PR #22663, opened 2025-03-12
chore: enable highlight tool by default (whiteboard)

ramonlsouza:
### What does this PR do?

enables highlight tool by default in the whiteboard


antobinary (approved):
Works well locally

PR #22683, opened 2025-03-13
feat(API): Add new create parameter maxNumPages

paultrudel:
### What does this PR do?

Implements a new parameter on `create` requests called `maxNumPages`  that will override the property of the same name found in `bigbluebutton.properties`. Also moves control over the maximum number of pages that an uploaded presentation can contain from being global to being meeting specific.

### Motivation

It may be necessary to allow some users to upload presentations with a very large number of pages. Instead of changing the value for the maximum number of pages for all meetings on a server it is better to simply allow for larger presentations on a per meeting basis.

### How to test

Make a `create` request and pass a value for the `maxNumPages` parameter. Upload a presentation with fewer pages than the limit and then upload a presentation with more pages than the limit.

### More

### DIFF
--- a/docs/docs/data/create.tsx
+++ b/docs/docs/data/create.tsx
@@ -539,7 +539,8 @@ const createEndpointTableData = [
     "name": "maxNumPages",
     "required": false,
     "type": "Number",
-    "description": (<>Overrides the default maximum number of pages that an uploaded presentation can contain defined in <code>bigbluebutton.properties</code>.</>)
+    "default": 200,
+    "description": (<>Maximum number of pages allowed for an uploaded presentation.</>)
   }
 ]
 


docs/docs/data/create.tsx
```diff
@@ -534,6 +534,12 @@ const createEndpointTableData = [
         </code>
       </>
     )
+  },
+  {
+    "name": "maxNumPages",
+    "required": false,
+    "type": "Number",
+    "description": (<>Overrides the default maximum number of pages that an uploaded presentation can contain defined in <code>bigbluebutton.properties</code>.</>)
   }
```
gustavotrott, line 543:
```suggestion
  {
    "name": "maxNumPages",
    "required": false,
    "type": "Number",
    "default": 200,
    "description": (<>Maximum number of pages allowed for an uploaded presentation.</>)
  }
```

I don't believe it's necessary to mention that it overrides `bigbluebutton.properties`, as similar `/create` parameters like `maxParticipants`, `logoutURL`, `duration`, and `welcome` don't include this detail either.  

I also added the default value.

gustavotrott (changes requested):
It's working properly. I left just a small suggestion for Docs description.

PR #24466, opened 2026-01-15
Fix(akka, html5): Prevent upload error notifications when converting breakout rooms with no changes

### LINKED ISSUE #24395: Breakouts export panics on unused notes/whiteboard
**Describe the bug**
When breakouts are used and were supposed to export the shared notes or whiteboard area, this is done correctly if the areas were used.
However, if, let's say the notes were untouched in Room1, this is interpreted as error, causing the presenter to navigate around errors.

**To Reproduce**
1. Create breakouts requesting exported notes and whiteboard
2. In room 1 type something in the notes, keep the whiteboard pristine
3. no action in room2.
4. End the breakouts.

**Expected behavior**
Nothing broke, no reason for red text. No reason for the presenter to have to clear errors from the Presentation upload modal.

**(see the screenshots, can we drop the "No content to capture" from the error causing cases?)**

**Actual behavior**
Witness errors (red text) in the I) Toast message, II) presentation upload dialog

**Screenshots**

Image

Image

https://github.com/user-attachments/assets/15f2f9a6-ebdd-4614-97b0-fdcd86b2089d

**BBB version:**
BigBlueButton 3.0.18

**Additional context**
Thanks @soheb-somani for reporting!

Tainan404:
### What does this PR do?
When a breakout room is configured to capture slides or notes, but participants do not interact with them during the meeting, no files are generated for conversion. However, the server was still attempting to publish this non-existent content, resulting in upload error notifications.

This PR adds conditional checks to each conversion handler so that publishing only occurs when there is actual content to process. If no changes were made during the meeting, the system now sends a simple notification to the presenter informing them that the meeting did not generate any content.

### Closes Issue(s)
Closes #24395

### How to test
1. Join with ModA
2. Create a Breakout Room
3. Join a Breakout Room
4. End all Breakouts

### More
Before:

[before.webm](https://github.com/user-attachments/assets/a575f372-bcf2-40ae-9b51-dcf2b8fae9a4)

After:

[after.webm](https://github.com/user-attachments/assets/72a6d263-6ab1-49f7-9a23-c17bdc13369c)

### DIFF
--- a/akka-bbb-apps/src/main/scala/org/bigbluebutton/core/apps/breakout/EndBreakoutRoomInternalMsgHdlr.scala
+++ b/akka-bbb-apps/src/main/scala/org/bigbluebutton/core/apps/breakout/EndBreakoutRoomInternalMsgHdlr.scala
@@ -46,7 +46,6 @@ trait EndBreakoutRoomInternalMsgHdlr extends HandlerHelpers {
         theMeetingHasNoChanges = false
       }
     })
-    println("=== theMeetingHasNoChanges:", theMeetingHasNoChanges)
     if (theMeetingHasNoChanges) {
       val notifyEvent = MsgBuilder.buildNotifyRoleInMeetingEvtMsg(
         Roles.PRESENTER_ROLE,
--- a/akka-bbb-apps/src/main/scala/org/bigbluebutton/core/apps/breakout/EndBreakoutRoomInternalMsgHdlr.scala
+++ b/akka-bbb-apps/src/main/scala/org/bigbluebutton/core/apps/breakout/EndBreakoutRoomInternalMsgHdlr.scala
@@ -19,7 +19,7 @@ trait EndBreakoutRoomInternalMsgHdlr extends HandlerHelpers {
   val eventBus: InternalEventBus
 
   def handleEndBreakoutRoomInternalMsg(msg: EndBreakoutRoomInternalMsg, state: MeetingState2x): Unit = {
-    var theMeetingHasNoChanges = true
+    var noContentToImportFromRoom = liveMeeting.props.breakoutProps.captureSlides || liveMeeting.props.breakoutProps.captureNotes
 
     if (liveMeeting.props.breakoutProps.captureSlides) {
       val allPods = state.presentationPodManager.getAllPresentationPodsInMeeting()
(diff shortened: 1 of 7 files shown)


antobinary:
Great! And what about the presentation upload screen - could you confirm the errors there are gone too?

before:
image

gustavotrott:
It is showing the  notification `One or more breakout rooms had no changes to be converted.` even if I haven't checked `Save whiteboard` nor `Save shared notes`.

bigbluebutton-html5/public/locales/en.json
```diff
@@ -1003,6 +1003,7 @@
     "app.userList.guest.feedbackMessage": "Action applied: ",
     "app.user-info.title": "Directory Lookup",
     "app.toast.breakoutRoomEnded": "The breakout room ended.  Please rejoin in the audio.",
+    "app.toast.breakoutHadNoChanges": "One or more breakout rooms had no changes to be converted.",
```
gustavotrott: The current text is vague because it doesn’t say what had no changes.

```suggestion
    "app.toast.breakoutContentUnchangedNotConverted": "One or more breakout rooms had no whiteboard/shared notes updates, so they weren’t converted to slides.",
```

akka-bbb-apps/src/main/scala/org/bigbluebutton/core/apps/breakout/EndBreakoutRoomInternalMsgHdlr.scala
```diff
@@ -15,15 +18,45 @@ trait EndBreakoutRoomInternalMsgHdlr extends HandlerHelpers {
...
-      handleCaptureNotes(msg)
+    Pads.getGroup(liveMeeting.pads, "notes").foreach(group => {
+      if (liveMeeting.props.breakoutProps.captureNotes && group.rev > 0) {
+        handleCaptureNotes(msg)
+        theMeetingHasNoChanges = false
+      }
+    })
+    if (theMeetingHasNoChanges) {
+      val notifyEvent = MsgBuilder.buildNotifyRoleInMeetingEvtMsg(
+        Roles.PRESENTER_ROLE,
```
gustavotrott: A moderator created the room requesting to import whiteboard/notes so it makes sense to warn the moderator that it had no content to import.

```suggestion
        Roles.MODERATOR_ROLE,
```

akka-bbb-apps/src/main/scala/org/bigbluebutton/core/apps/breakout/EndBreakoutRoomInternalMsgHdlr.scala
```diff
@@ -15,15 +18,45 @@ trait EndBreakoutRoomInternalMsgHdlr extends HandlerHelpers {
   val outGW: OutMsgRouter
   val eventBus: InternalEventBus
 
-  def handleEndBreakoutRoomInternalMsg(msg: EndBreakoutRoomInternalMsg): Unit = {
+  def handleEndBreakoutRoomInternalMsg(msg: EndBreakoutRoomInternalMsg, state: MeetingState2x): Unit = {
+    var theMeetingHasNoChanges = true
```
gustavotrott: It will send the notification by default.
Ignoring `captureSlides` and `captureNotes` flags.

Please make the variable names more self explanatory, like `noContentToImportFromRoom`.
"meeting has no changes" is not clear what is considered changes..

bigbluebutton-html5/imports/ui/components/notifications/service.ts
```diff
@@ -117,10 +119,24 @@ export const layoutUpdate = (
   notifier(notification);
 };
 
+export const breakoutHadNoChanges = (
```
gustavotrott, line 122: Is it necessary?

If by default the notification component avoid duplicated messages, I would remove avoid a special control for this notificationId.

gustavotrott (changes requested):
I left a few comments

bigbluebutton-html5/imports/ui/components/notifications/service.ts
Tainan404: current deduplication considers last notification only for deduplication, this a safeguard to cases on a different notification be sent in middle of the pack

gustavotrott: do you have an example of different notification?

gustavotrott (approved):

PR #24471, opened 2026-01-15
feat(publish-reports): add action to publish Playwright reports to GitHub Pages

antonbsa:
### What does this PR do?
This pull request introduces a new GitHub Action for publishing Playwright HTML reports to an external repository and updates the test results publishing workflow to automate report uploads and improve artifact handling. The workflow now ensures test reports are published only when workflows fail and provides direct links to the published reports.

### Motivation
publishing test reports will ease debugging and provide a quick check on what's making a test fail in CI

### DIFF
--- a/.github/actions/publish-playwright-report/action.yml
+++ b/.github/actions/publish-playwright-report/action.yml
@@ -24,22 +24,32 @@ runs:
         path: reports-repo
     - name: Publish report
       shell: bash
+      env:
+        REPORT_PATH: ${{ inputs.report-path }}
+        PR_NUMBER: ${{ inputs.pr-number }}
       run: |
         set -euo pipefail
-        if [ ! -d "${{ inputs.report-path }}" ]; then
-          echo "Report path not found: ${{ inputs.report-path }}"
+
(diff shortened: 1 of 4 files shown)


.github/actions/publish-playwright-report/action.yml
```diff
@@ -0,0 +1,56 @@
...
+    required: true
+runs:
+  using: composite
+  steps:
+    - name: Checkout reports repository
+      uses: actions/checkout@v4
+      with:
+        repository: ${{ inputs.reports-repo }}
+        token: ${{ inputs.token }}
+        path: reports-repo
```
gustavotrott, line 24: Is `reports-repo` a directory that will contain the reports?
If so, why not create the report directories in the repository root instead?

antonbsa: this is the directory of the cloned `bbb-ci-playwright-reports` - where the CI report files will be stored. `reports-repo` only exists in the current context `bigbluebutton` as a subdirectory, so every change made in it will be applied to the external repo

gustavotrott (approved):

# Exercise brief:
Whenever a line of the records holds the string "InternalEventBus", pick it out and copy it.

# Solution to this exercise:
   val eventBus: InternalEventBus
   val eventBus: InternalEventBus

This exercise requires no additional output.